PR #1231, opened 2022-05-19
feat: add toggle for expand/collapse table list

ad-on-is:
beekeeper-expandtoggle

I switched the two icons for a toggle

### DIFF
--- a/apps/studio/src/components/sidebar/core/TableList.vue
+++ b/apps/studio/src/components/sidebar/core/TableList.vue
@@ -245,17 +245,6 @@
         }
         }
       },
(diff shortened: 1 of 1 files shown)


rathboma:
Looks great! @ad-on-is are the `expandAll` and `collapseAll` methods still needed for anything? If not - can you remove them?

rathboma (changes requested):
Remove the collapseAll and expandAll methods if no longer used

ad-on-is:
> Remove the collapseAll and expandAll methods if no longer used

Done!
^^^^
With nothing added or left out, print the data again.

Expected output -
PR #1231, opened 2022-05-19
feat: add toggle for expand/collapse table list

ad-on-is:
beekeeper-expandtoggle

I switched the two icons for a toggle

### DIFF
--- a/apps/studio/src/components/sidebar/core/TableList.vue
+++ b/apps/studio/src/components/sidebar/core/TableList.vue
@@ -245,17 +245,6 @@
         }
         }
       },
(diff shortened: 1 of 1 files shown)


rathboma:
Looks great! @ad-on-is are the `expandAll` and `collapseAll` methods still needed for anything? If not - can you remove them?

rathboma (changes requested):
Remove the collapseAll and expandAll methods if no longer used

ad-on-is:
> Remove the collapseAll and expandAll methods if no longer used

Done!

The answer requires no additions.